**WHAT YOU WILL DO:** Each line of the records that holds "terminology" should be shown in full.

------------------------------------------------------------

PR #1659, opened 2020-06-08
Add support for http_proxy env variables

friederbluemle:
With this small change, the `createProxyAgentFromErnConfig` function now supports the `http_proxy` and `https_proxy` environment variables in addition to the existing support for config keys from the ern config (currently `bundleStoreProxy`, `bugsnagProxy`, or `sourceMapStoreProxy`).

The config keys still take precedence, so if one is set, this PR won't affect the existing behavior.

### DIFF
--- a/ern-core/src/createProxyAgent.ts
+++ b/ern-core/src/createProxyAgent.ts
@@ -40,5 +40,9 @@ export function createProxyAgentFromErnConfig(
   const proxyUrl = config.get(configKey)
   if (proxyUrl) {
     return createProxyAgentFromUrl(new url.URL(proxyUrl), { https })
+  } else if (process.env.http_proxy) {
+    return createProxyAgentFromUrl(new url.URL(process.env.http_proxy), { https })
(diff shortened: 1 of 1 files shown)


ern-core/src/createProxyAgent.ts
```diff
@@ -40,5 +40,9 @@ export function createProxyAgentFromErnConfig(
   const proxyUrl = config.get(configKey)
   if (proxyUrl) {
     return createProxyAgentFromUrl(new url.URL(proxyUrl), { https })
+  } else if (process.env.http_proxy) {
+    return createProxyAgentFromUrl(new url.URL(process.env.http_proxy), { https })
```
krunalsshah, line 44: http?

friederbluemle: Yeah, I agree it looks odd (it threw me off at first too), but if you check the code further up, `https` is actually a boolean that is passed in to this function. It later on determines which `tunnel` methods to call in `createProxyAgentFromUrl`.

------------------------------------------------------------

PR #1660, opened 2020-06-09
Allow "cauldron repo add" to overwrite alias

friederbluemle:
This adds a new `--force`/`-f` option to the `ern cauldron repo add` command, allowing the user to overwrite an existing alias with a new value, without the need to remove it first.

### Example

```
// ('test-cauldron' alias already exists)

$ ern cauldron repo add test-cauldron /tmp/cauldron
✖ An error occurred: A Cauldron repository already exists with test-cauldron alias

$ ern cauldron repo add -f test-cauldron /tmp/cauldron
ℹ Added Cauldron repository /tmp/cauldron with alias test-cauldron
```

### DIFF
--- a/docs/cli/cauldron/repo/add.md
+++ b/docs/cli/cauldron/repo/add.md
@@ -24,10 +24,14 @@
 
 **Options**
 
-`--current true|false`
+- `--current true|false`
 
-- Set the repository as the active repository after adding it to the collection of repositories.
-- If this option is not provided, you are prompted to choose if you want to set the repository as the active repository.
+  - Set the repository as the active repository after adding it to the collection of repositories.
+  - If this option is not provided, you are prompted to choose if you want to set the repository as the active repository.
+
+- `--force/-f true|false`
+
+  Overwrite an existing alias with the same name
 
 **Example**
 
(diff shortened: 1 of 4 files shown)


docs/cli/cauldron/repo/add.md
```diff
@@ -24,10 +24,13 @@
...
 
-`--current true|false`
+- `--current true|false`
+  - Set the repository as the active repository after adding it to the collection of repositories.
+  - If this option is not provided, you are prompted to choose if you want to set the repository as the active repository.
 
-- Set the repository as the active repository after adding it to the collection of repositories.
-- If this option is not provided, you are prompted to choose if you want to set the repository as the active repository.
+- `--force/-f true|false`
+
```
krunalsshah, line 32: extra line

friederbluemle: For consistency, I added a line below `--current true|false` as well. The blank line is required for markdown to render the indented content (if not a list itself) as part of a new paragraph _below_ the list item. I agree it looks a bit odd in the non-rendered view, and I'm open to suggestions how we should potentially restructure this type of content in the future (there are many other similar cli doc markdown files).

------------------------------------------------------------

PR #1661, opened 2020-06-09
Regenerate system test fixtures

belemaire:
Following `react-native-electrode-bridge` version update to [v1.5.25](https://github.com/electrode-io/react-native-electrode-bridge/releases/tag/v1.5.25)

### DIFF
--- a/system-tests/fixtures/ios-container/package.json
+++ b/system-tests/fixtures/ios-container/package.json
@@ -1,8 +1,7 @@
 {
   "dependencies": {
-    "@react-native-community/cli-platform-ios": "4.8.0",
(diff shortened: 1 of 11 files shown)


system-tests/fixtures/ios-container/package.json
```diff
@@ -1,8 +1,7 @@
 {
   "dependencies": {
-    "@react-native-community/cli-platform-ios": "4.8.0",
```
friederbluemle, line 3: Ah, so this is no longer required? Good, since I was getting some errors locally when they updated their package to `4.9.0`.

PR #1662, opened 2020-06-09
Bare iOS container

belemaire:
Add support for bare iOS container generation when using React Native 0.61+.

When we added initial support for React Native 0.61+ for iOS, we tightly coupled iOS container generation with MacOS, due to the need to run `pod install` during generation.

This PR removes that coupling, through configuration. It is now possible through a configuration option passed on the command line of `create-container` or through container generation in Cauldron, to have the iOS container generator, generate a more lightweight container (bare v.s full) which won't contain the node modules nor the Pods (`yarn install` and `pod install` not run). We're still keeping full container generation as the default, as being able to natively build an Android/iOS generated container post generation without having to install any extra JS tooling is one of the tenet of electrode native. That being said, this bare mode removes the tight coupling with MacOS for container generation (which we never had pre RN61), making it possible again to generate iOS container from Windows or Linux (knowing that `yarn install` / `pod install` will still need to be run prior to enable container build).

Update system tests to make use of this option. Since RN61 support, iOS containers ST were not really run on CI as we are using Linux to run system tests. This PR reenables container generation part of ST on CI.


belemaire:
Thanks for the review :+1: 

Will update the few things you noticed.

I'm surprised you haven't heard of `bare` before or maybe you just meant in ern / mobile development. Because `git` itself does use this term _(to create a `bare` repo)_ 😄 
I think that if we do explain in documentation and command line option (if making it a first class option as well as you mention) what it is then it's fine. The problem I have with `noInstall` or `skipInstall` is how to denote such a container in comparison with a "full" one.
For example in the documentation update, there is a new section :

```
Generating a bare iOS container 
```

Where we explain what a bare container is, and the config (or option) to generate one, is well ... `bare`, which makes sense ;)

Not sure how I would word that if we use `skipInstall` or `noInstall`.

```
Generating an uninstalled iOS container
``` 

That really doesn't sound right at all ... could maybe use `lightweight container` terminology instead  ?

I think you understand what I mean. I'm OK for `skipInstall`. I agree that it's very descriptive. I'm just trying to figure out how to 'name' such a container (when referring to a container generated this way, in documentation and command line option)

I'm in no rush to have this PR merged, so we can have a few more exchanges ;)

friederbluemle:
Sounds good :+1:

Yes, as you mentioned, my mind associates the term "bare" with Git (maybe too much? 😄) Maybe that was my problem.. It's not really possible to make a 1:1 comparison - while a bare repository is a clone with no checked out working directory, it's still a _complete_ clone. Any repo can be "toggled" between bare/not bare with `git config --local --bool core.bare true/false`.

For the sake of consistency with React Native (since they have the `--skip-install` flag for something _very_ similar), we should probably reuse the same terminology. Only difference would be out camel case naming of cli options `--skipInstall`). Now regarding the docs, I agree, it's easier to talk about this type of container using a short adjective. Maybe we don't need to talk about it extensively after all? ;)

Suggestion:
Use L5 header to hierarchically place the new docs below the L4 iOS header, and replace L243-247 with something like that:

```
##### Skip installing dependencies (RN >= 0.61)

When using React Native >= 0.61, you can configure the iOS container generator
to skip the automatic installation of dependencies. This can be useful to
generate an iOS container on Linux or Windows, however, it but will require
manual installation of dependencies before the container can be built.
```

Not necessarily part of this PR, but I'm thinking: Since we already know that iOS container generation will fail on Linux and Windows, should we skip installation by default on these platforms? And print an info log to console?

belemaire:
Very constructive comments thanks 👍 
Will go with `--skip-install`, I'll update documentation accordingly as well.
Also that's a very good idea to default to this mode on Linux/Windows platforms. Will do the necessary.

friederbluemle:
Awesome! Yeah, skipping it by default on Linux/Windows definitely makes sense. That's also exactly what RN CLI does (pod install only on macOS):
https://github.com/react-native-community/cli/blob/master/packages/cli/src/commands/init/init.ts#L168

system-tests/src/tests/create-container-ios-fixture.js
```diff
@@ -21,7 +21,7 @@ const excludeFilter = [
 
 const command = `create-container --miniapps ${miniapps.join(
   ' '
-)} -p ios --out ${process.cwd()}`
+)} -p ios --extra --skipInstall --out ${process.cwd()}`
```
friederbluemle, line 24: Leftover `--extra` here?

------------------------------------------------------------

**ANSWER TO THE EXERCISE:**
That really doesn't sound right at all ... could maybe use `lightweight container` terminology instead  ?
For the sake of consistency with React Native (since they have the `--skip-install` flag for something _very_ similar), we should probably reuse the same terminology. Only difference would be out camel case naming of cli options `--skipInstall`). Now regarding the docs, I agree, it's easier to talk about this type of container using a short adjective. Maybe we don't need to talk about it extensively after all? ;)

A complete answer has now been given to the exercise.